Prof. Triggs : That is how we normally work. We spend a great deal of our time, behind the scenes in a way, working with the department—or any department, for that matter—in any area of legislation that affects us. That occurs increasingly through the scrutiny of the Joint Committee on Human Rights—the scrutiny committee. If I may say so, that is proving to be a very productive relationship, because it means that we can get human rights concerns earlier to the attention of parliament and they can be taken into account.

Senator JACINTA COLLINS: Just as long as they can table their report before we deal with a piece of legislation.

Prof. Triggs : Exactly. The speed is a problem. You cannot have careful thinking on these drafting problems. We end up with a very confused legislative body of work in the Migration Act, which we are all having trouble understanding—as well as the Australian Citizenship Act. They have now become so complex that ordinary people certainly cannot read them. It is very difficult, even for people like us who are working with these things all the time. That is the difficulty. Every time you add another amendment or you make a change you have twisted or diverted the existing legislation and it becomes even more confusing. That is why we would argue for more time to look at this as a serious exercise in something that is fundamental to Australia's future, which is our citizenship arrangements.

CHAIR: We might have to hurry along. Are there any other particularly urgent questions?

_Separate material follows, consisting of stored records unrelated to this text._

PR #419, opened 2018-02-15
Updated the Make PPA and PAL Consistent Function

sushantparkhi:
Added an ability to update the Pal Record separately or Pal and Ppa Record together. This will be useful in PCR Test cases or in the execution of PPA Reference Model.

### DIFF
--- a/src/harness/util.py
+++ b/src/harness/util.py
@@ -152,29 +152,28 @@ def getRandomLatLongInPolygon(ppa):
 
 def makePalRecordsConsistent(pal_records, low_frequency, high_frequency,
                              user_id, fcc_channel_id="1",
-                             previous_year_date=None, next_year_date=None):
+                             start_date=None, end_date=None):
   """Make Pal object consistent with the inputs
 
     Args:
-      pal_records: (list) A list of PAL Records in the form of dictionary
-      which has to be associated with the PPA.
-      low_frequency: (number) The Primary Low Frequency for PAL.
-      high_frequency: (number) The Primary High Frequency for PAL.
-      user_id: (string) The userId from the CBSD.
+      pal_records: (list) A list of PAL Records in the form of dictionary.
+      low_frequency: (number) The Primary Low Frequency in Hz for PAL.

Senator O'SULLIVAN: I have a quick observation and one question. For clarification, on these issues with the automatic child citizenship, this is not confined to refugees; this could very well be a couple of very well to do Lilliputians who have decided to come to Australia and have a better go at life. They could come in on a tourist visa and hide out immediately like a dedicated arrangement. So I just want to make the point that this is not all about people who are here as refugees from—

Prof. Triggs : Not at all. I do not mean to divert the discussion too much in that area.

Senator O'SULLIVAN: I may have been wrong on this, Professor Triggs. You did not make mention of the issue to do with the adult adoption. Is it fair comment that you did not submit on that in your opening statement? You covered points that were important to you.

Mr Edgerton : I do not think that was part of our submission.

Senator O'SULLIVAN: And the reason? You submission is your submission, but do you not have concerns with the provisions relating to adult adoption?

Mr Edgerton : I just do not think we have had a chance to consider that in a lot of detail.

Senator O'SULLIVAN: Okay.

Prof. Triggs : We decided to go for the particular provisions that were of the greatest concern to us, knowing full well that there is a lot in that bill. There are many, many more provisions, as a matter of fact, that need to be looked at.

CHAIR: Thank you very much Professor Triggs and Mr Edgerton for your help. If you want, you can respond to some issues. I lost track of what the five days were that you were seeking.

Senator O'SULLIVAN: I asked whether they want to give us an alternative thought about how there might be judicial reviews that are merit based. They said, 'We'll try and get something to you in five or six days.'

CHAIR: If you could do that, we have to report by—

Senator O'SULLIVAN: Will that be for general circulation? Everybody would like to see that, obviously.

CHAIR: It will come to the secretariat.

Prof. Triggs : We will work to get back to you.